_About this exercise_.
Restate the full set of records exactly, without adding or dropping a word.

────────────────

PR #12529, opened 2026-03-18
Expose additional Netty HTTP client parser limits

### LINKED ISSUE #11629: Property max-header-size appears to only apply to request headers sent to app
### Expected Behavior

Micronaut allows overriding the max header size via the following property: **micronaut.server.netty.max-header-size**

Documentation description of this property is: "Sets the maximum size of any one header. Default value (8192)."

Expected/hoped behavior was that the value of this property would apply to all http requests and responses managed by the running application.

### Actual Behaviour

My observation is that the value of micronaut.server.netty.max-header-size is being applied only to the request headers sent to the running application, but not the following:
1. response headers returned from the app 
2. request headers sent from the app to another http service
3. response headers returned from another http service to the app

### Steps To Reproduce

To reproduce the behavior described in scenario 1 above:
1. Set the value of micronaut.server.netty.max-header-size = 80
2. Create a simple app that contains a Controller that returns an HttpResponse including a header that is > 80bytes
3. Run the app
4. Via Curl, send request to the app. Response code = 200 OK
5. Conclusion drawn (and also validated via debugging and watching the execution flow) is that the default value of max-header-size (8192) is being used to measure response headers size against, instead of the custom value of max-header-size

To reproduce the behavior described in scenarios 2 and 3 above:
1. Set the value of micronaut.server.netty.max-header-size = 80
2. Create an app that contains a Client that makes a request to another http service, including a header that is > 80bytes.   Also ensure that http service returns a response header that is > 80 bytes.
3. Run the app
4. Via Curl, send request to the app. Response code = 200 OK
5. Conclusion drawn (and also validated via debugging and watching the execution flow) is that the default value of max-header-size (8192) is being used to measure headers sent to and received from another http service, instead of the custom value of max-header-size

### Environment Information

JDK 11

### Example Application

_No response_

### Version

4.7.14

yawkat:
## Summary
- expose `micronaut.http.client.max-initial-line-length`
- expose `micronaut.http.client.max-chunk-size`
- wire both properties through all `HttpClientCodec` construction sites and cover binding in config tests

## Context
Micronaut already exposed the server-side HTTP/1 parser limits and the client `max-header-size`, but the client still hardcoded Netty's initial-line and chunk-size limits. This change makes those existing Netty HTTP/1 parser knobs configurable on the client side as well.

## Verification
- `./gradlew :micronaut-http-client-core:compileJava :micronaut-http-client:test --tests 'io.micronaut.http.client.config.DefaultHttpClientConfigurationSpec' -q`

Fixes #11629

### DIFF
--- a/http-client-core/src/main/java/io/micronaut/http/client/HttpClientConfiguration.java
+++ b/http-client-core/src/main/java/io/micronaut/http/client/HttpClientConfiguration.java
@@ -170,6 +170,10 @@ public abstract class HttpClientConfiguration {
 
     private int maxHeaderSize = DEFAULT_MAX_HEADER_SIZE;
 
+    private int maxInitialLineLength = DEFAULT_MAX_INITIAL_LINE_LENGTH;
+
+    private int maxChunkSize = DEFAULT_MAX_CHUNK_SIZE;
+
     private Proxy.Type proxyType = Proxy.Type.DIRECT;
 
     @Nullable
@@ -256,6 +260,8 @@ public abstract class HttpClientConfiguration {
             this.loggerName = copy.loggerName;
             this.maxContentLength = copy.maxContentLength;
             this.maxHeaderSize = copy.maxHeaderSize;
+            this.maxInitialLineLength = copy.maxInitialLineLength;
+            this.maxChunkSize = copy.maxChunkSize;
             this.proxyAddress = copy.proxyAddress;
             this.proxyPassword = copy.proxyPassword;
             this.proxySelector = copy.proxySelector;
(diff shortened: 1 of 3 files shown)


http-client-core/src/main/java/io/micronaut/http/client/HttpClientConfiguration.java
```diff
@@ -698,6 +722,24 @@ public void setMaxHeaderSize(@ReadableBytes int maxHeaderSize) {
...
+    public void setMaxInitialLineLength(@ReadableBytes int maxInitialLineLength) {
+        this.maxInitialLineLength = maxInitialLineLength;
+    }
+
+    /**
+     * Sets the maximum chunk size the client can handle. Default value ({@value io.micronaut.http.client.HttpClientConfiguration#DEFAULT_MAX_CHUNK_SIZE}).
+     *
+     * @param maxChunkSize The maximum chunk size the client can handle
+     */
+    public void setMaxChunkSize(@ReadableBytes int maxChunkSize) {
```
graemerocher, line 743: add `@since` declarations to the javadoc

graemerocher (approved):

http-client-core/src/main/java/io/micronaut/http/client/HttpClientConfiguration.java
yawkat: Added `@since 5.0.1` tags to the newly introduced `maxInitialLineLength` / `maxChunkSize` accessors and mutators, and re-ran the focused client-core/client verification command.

────────────────

_Answer to this exercise_.
PR #12529, opened 2026-03-18
Expose additional Netty HTTP client parser limits

### LINKED ISSUE #11629: Property max-header-size appears to only apply to request headers sent to app
### Expected Behavior

Micronaut allows overriding the max header size via the following property: **micronaut.server.netty.max-header-size**

Documentation description of this property is: "Sets the maximum size of any one header. Default value (8192)."

Expected/hoped behavior was that the value of this property would apply to all http requests and responses managed by the running application.

### Actual Behaviour

My observation is that the value of micronaut.server.netty.max-header-size is being applied only to the request headers sent to the running application, but not the following:
1. response headers returned from the app 
2. request headers sent from the app to another http service
3. response headers returned from another http service to the app

### Steps To Reproduce

To reproduce the behavior described in scenario 1 above:
1. Set the value of micronaut.server.netty.max-header-size = 80
2. Create a simple app that contains a Controller that returns an HttpResponse including a header that is > 80bytes
3. Run the app
4. Via Curl, send request to the app. Response code = 200 OK
5. Conclusion drawn (and also validated via debugging and watching the execution flow) is that the default value of max-header-size (8192) is being used to measure response headers size against, instead of the custom value of max-header-size

To reproduce the behavior described in scenarios 2 and 3 above:
1. Set the value of micronaut.server.netty.max-header-size = 80
2. Create an app that contains a Client that makes a request to another http service, including a header that is > 80bytes.   Also ensure that http service returns a response header that is > 80 bytes.
3. Run the app
4. Via Curl, send request to the app. Response code = 200 OK
5. Conclusion drawn (and also validated via debugging and watching the execution flow) is that the default value of max-header-size (8192) is being used to measure headers sent to and received from another http service, instead of the custom value of max-header-size

### Environment Information

JDK 11

### Example Application

_No response_

### Version

4.7.14

yawkat:
## Summary
- expose `micronaut.http.client.max-initial-line-length`
- expose `micronaut.http.client.max-chunk-size`
- wire both properties through all `HttpClientCodec` construction sites and cover binding in config tests

## Context
Micronaut already exposed the server-side HTTP/1 parser limits and the client `max-header-size`, but the client still hardcoded Netty's initial-line and chunk-size limits. This change makes those existing Netty HTTP/1 parser knobs configurable on the client side as well.

## Verification
- `./gradlew :micronaut-http-client-core:compileJava :micronaut-http-client:test --tests 'io.micronaut.http.client.config.DefaultHttpClientConfigurationSpec' -q`

Fixes #11629

### DIFF
--- a/http-client-core/src/main/java/io/micronaut/http/client/HttpClientConfiguration.java
+++ b/http-client-core/src/main/java/io/micronaut/http/client/HttpClientConfiguration.java
@@ -170,6 +170,10 @@ public abstract class HttpClientConfiguration {
 
     private int maxHeaderSize = DEFAULT_MAX_HEADER_SIZE;
 
+    private int maxInitialLineLength = DEFAULT_MAX_INITIAL_LINE_LENGTH;
+
+    private int maxChunkSize = DEFAULT_MAX_CHUNK_SIZE;
+
     private Proxy.Type proxyType = Proxy.Type.DIRECT;
 
     @Nullable
@@ -256,6 +260,8 @@ public abstract class HttpClientConfiguration {
             this.loggerName = copy.loggerName;
             this.maxContentLength = copy.maxContentLength;
             this.maxHeaderSize = copy.maxHeaderSize;
+            this.maxInitialLineLength = copy.maxInitialLineLength;
+            this.maxChunkSize = copy.maxChunkSize;
             this.proxyAddress = copy.proxyAddress;
             this.proxyPassword = copy.proxyPassword;
             this.proxySelector = copy.proxySelector;
(diff shortened: 1 of 3 files shown)


http-client-core/src/main/java/io/micronaut/http/client/HttpClientConfiguration.java
```diff
@@ -698,6 +722,24 @@ public void setMaxHeaderSize(@ReadableBytes int maxHeaderSize) {
...
+    public void setMaxInitialLineLength(@ReadableBytes int maxInitialLineLength) {
+        this.maxInitialLineLength = maxInitialLineLength;
+    }
+
+    /**
+     * Sets the maximum chunk size the client can handle. Default value ({@value io.micronaut.http.client.HttpClientConfiguration#DEFAULT_MAX_CHUNK_SIZE}).
+     *
+     * @param maxChunkSize The maximum chunk size the client can handle
+     */
+    public void setMaxChunkSize(@ReadableBytes int maxChunkSize) {
```
graemerocher, line 743: add `@since` declarations to the javadoc

graemerocher (approved):

http-client-core/src/main/java/io/micronaut/http/client/HttpClientConfiguration.java
yawkat: Added `@since 5.0.1` tags to the newly introduced `maxInitialLineLength` / `maxChunkSize` accessors and mutators, and re-ran the focused client-core/client verification command.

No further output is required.